Does artificial intelligence have a place in precision oncology?

The strength of artificial intelligence (AI) in precision oncology is that it can unlock the value of routinely available real-world data of millions of cancer patients. In recent years, AI has enabled oncologists to leverage large datasets from multiple sources of information, including next-generation sequencing and medical imaging, thus helping improve tumour profiling and providing a more comprehensive understanding of cancer (NPJ Precis Oncol. 2023;7:43).

Despite having the potential to transform precision oncology, the AI field is still in its early infancy and barriers to the implementation of AI tools in clinical practice still exist.

Large language models (LLMs) are a type of AI that can process large and diverse volumes of text at human-level competency to deal with the rapidly expanding amount of patient-specific data in oncology, and then generate outcome text from the processed information (NPJ Prec Oncol. 2024;8:72). Routine data, which are available for all patients, such as medical reports, pathology results and images, are the best data that AI can use to extract clinically meaningful evidence, while experimental data would have very limited benefits as it would be too costly to obtain and only available for select individuals.

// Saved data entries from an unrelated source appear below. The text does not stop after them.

PR #4269, opened 2024-09-03
Shrink the lexer's token location and line data structures.

chandlerc:
First, this replaces the separate line index and column index in the token information with a single 32-bit byte offset of the token. This is then used to compute line and column numbers with a binary search of the line structure and then using that to compute the column within the line. In practice, this is _much_ more efficient:

- Smaller token data structure. This will hopefully combine with a subsequent optimization PR that shrinks the token data structure still further.
- Fewer stores to form each token's information in the tight hot loop of the lexer.
- Less state to maintain while lexing, fewer computations while lexing.

We only have to search to build the line and column information off the hot lexing path, and so this ends up being a significant win and shrinks some of the more significant data structures.

Second, this shrinks the line start to a 32-bit integer and removes the line length. Our source buffer already ensures we only have 2 GiB of source with a nice diagnostic. I've just added a check to help document this in the lexer. The line length can be avoided in all of the cases it was being used, largely by looking at the next line's start and working from there. This also precipitated cleaning up some code that dated from when lines were only built during lexing rather than being pre-built, which resulted in nice simplifications.

With this PR, I think it makes sense to re-name a bunch of methods on `TokenizedBuffer`, but to an extent that was already needed as these methods somewhat predate the more pervasive style conventions. I avoided that here to keep this PR focused on the implementation change, I'll create a subsequent PR to update the API to both better nomenclature and remove deviations from our conventions.

There may also be a way to de-duplicate the binary search in the diagnostic location conversion and the main line accessor binary search, but it wasn't obvious to me that it would be a net savings, so left it alone for now.

The performance impact of this varies quite a bit...

The lexer's benchmark improves pretty consistent across the board on both x86 and Arm. For x86, where I have nice comparison tools, it appears 3% to 20% faster depending on the specific pattern. For Arm server CPUs at least it seems a much smaller but still an improvement.

The overall compilation benchmarks however don't improve much with these changes alone on x86. Significant reduction in instruction count required for lexing, but the overall performance is bottlenecked elsewhere in the overall compilation it seems. However, on Arm, despite the more modest gains in special cases of lexing, this shows fairly consistent 1-2% improvements in overall lexing performance on our compilation benchmark. And the expectaiton is these improvements will compound with subsequent work to further compact our representation.

### DIFF
--- a/toolchain/lex/lex.cpp
+++ b/toolchain/lex/lex.cpp
@@ -101,8 +101,8 @@ class [[clang::internal_linkage]] Lexer {
   auto next_line() -> LineIndex { return LineIndex(line_index_ + 1); }
 
   auto next_line_info() -> TokenizedBuffer::LineInfo* {
-    CARBON_DCHECK(line_index_ + 1 <
-                  static_cast<ssize_t>(buffer_.line_infos_.size()));
+    CARBON_CHECK(line_index_ + 1 <
+                 static_cast<ssize_t>(buffer_.line_infos_.size()));
     return &buffer_.line_infos_[line_index_ + 1];
   }
 
--- a/toolchain/lex/lex.cpp
+++ b/toolchain/lex/lex.cpp
@@ -959,6 +959,7 @@ auto Lexer::LexNumericLiteral(llvm::StringRef source_text, ssize_t& position)
     return LexError(source_text, position);
   }
 
+  // Capture the position before we step past the token.
   int32_t byte_offset = position;
   int token_size = literal->text().size();
   position += token_size;
@@ -1000,6 +1001,7 @@ auto Lexer::LexStringLiteral(llvm::StringRef source_text, ssize_t& position)
     return LexError(source_text, position);
   }
 
+  // Capture the position before we step past the token.
   int32_t byte_offset = position;
   int string_column = byte_offset - current_line_info()->start;
   ssize_t literal_size = literal->text().size();
@@ -1157,6 +1159,7 @@ auto Lexer::LexKeywordOrIdentifier(llvm::StringRef source_text,
   CARBON_CHECK(
       IsIdStartByteTable[static_cast<unsigned char>(source_text[position])]);
 
+  // Capture the position before we step past the token.
   int32_t byte_offset = position;
 
   // Take the valid characters off the front of the source buffer.
--- a/toolchain/lex/lex.cpp
+++ b/toolchain/lex/lex.cpp
@@ -5,6 +5,7 @@
 #include "toolchain/lex/lex.h"
 
 #include <array>
+#include <limits>
 
 #include "common/check.h"
 #include "common/variant_helpers.h"
@@ -97,9 +98,12 @@ class [[clang::internal_linkage]] Lexer {
     return &buffer_.line_infos_[line_index_];
   }
 
-  auto ComputeColumn(ssize_t position) -> int {
-    CARBON_DCHECK(position >= current_line_info()->start);
-    return position - current_line_info()->start;
+  auto next_line() -> LineIndex { return LineIndex(line_index_ + 1); }
+
+  auto next_line_info() -> TokenizedBuffer::LineInfo* {
+    CARBON_DCHECK(line_index_ + 1 <
+                  static_cast<ssize_t>(buffer_.line_infos_.size()));
+    return &buffer_.line_infos_[line_index_ + 1];
   }
 
   auto NoteWhitespace() -> void {
@@ -142,7 +146,8 @@ class [[clang::internal_linkage]] Lexer {
 
   // Given a word that has already been lexed, determine whether it is a type
   // literal and if so form the corresponding token.
-  auto LexWordAsTypeLiteralToken(llvm::StringRef word, int column) -> LexResult;
+  auto LexWordAsTypeLiteralToken(llvm::StringRef word, int32_t byte_offset)
+      -> LexResult;
 
   auto LexKeywordOrIdentifier(llvm::StringRef source_text, ssize_t& position)
       -> LexResult;
@@ -661,6 +666,10 @@ static auto EstimateUpperBoundOnNumIdentifiers(int line_count) -> int {
 auto Lexer::Lex() && -> TokenizedBuffer {
   llvm::StringRef source_text = buffer_.source_->text();
 
+  // Enforced by the source buffer, but something we heavily rely on throughout
+  // the lexer.
+  CARBON_CHECK(source_text.size() < std::numeric_limits<int32_t>::max());
+
   // First build up our line data structures.
   MakeLines(source_text);
 
@@ -717,18 +726,18 @@ auto Lexer::MakeLines(llvm::StringRef source_text) -> void {
   while (const char* nl = reinterpret_cast<const char*>(
              memchr(&text[start], '\n', size - start))) {
     ssize_t nl_index = nl - text;
-    buffer_.AddLine(TokenizedBuffer::LineInfo(start, nl_index - start));
+    buffer_.AddLine(TokenizedBuffer::LineInfo(start));
     start = nl_index + 1;
   }
   // The last line ends at the end of the file.
-  buffer_.AddLine(TokenizedBuffer::LineInfo(start, size - start));
+  buffer_.AddLine(TokenizedBuffer::LineInfo(start));
 
   // If the last line wasn't empty, the file ends with an unterminated line.
   // Add an extra blank line so that we never need to handle the special case
   // of being on the last line inside the lexer and needing to not increment
   // to the next line.
   if (start != size) {
-    buffer_.AddLine(TokenizedBuffer::LineInfo(size, 0));
+    buffer_.AddLine(TokenizedBuffer::LineInfo(size));
   }
 
   // Now that all the infos are allocated, get a fresh pointer to the first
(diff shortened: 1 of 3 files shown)


toolchain/lex/lex.cpp
```diff
@@ -97,9 +98,12 @@ class [[clang::internal_linkage]] Lexer {
...
   }
 
-  auto ComputeColumn(ssize_t position) -> int {
-    CARBON_DCHECK(position >= current_line_info()->start);
-    return position - current_line_info()->start;
+  auto next_line() -> LineIndex { return LineIndex(line_index_ + 1); }
+
+  auto next_line_info() -> TokenizedBuffer::LineInfo* {
+    CARBON_DCHECK(line_index_ + 1 <
+                  static_cast<ssize_t>(buffer_.line_infos_.size()));
```
jonmeow: Regarding CHECK versus DCHECK, were you observing this as a performance issue? It looks like it's only called inside multi-line string literals, so I wouldn't have expected it to be a bottleneck.

Note, the prior ComputeColumn that you might've copied the DCHECK from had more callers -- it looks like you're using this differently.

toolchain/lex/lex.cpp
```diff
@@ -1041,9 +1044,8 @@ auto Lexer::LexOneCharSymbolToken(llvm::StringRef source_text, TokenKind kind,
       << "' instead of the spelling '" << kind.fixed_spelling()
       << "' of the incoming token kind '" << kind << "'";
 
-  TokenIndex token = buffer_.AddToken({.kind = kind,
-                                       .token_line = current_line(),
-                                       .column = ComputeColumn(position)});
+  TokenIndex token = buffer_.AddToken(
+      {.kind = kind, .byte_offset = static_cast<int32_t>(position)});
```
jonmeow, line 1050: Minor, but where you have `byte_offset = static_cast`, is the cast itself needed? (you have this in a few spots)

toolchain/lex/lex.cpp
```diff
@@ -1158,7 +1157,7 @@ auto Lexer::LexKeywordOrIdentifier(llvm::StringRef source_text,
   CARBON_CHECK(
       IsIdStartByteTable[static_cast<unsigned char>(source_text[position])]);
 
-  int column = ComputeColumn(position);
+  int32_t byte_offset = position;
```
jonmeow, line 1163: Where you do this, would it be worth a comment reminding that `position` is modified later?

Maybe we should rename `position`, like `byte_cursor` might be clearer? (note, not asking for a rename here, just mulling whether it's worth it given the `byte_offset` name)

toolchain/lex/tokenized_buffer.h
```diff
@@ -322,6 +307,7 @@ class TokenizedBuffer : public Printable<TokenizedBuffer> {
                            SourceBuffer& source)
       : value_stores_(&value_stores), source_(&source) {}
 
+  auto FindLineIndexImpl(int32_t offset) const -> LineIndex;
```
jonmeow: I see a `GetLine`, which this could be an `Impl` for as in `GetLineImpl`, but I don't see a `FindLineIndex` for this to be an `Impl` of. Maybe one of:

- `FindLineIndex`
- `GetLineImpl`
- `GetLineForOffset`

toolchain/lex/tokenized_buffer.h
```diff
@@ -292,23 +289,11 @@ class TokenizedBuffer : public Printable<TokenizedBuffer> {
...
-    // The length will always be assigned later. Indent may be assigned if
-    // non-zero.
-    explicit LineInfo(int64_t start)
-        : start(start),
-          length(static_cast<int32_t>(llvm::StringRef::npos)),
-          indent(0) {}
-
-    explicit LineInfo(int64_t start, int32_t length)
-        : start(start), length(length), indent(0) {}
+    explicit LineInfo(int64_t start) : start(start), indent(0) {}
```
jonmeow: Why int64_t here?
```suggestion
    explicit LineInfo(int32_t start) : start(start), indent(0) {}
```

toolchain/lex/tokenized_buffer.h
jonmeow: Why just `offset` here but `byte_offset` elsewhere? Comments could also help explain what this is an offset into.

toolchain/lex/tokenized_buffer.cpp
```diff
@@ -355,40 +373,32 @@ auto TokenizedBuffer::SourceBufferDiagnosticConverter::ConvertLoc(
...
-    // Look for the next newline since we don't know the length. We can start at
-    // the column because prior newlines will have been lexed.
-    auto end_newline_pos = line.find('\n', column_number);
-    if (end_newline_pos != llvm::StringRef::npos) {
-      line = line.take_front(end_newline_pos);
-    }
-  }
+  // Grab the line from the buffer, either by slicing from this line to the next
+  // minus the newline, or if on the last line from the start to the end of the
+  // buffer.
```
jonmeow: Small edit, missing comma:

```suggestion
  // Grab the line from the buffer, either by slicing from this line to the next
  // minus the newline, or if on the last line, from the start to the end of the
  // buffer.
```

Larger edit, splitting out a sentence:

```suggestion
  // Grab the line from the buffer by slicing from this line to the next
  // minus the newline. When on the last line, instead use the start to the end of the
  // buffer.
```

toolchain/lex/tokenized_buffer.cpp
```diff
@@ -313,6 +311,26 @@ auto TokenizedBuffer::PrintToken(llvm::raw_ostream& output_stream,
   output_stream << " },";
 }
 
+auto TokenizedBuffer::FindLineIndexImpl(int32_t offset) const -> LineIndex {
+  CARBON_DCHECK(!line_infos_.empty());
+  const auto* line_it =
+      std::partition_point(line_infos_.begin(), line_infos_.end(),
+                           [offset](const LineInfo& line_info) {
```
jonmeow: Is the reference here deliberate/required? This is a small struct, so IIUC it's more efficient if we can not have it:

```suggestion
                           [offset](LineInfo line_info) {
```

jonmeow (approved):
Looks good! I think this also ends up being a nice simplification for code.

toolchain/lex/tokenized_buffer.cpp
```diff
@@ -313,6 +311,26 @@ auto TokenizedBuffer::PrintToken(llvm::raw_ostream& output_stream,
   output_stream << " },";
 }
 
+auto TokenizedBuffer::FindLineIndexImpl(int32_t offset) const -> LineIndex {
+  CARBON_DCHECK(!line_infos_.empty());
+  const auto* line_it =
+      std::partition_point(line_infos_.begin(), line_infos_.end(),
+                           [offset](LineInfo line_info) {
+                             return line_info.start <= offset;
+                           });
```
CarbonInfraBot: **[diff]** <sub>reported by [reviewdog](https://github.com/reviewdog/reviewdog) :dog:</sub><br>
```suggestion
  const auto* line_it = std::partition_point(
      line_infos_.begin(), line_infos_.end(),
      [offset](LineInfo line_info) { return line_info.start <= offset; });
```

toolchain/lex/tokenized_buffer.cpp
```diff
@@ -355,40 +373,32 @@
...
-    // Look for the next newline since we don't know the length. We can start at
-    // the column because prior newlines will have been lexed.
-    auto end_newline_pos = line.find('\n', column_number);
-    if (end_newline_pos != llvm::StringRef::npos) {
-      line = line.take_front(end_newline_pos);
-    }
-  }
+  // Grab the line from the buffer by slicing from this line to the next
+  // minus the newline. When on the last line, instead use the start to the end of the
+  // buffer.
```
CarbonInfraBot: **[diff]** <sub>reported by [reviewdog](https://github.com/reviewdog/reviewdog) :dog:</sub><br>
```suggestion
  // minus the newline. When on the last line, instead use the start to the end
  // of the buffer.
```

toolchain/lex/tokenized_buffer.h
chandlerc: Went with `FindLineIndex`.

chandlerc: No reason, switched to `byte_offset`. Comment still useful?

toolchain/lex/lex.cpp
chandlerc: I have this in a few places, does it seem worth a comment in all? just here?

toolchain/lex/lex.cpp
chandlerc: Yes, because of the `{}`s, we get a warning

toolchain/lex/lex.cpp
chandlerc: Moved back to CHECK, I don't think this was important for performance.

toolchain/lex/tokenized_buffer.h
jonmeow: Thanks!

I still appreciate comments on functions, but understand if you're going to decline.

toolchain/lex/lex.cpp
jonmeow: I'm not sure how many. What I'm trying to figure out, particular with a `byte_cursor` rename, is if a different name is a better approach than just a comment.

If you don't think it's helpful enough, we can avoid a comment.

chandlerc: No, I think the comment makes sense. I've put it on all of them. And can follow up with renames, there are a bunch of renamings that I think will make sense, but want to flush the stack of optimizations first for merge simplicity.

toolchain/lex/tokenized_buffer.h
chandlerc: Comment added (to the definition since this is supposed to be an implementation detail function). Happy to add / move as useful in follow up.

chandlerc (commented):
Thanks again, I think all the review is addressed so merging!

LLMs can capture unstructured data and use them to provide useful information for clinical practice, such as to give guidance during surgery, aid diagnosis, predict response to treatment, recommend treatment strategies, predict treatment-related complications and provide physicians with medical knowledge (J Cancer Res Clin Oncol. 2023;149:7997–8006). The quality of an AI tool, however, depends on the quality of its training data, and racial, ethnic and gender biases can be a problem. If there is bias in the training data – the information used for training is not representative, contains errors or is incomplete, for instance – AI systems will learn and replicate the biased patterns resulting in unfair or discriminatory outcomes (Sci. 2024;6:3).

Accuracy, reliability and clinical relevance of AI models are key features that may drive their adoption in oncology practice, but these qualities are sometimes difficult to prove.

Most AI tools in academic publications, in fact, are not yet approved medical devices and must undergo approval according to the Medical Device Regulation (MDR) and also be supported with clinical evidence to ensure that they are effective and that their output is correct. Recently, a number of AI tools for oncology, mostly for radiological and pathological image analysis, were approved in the USA and the EU (NPJ Prec Oncol. 2024;8:72), and many others are currently under evaluation. Regulatory approval and the capacity of regulatory frameworks, however, can be a limiting step to adoption of AI-based personalised therapies. For instance, while AI-based healthcare tools are regulated under medical device laws, these or the laws that govern combinations of medicines and devices are inadequate for the greater complexities of AI-based personalised therapies. There is a clear need to adapt regulatory processes and the laws followed by regulatory bodies in order to assess AI-enabled personalised therapies appropriately and at a pace that parallels the development of novel tools (NPJ Prec Oncol. 2024;8:23).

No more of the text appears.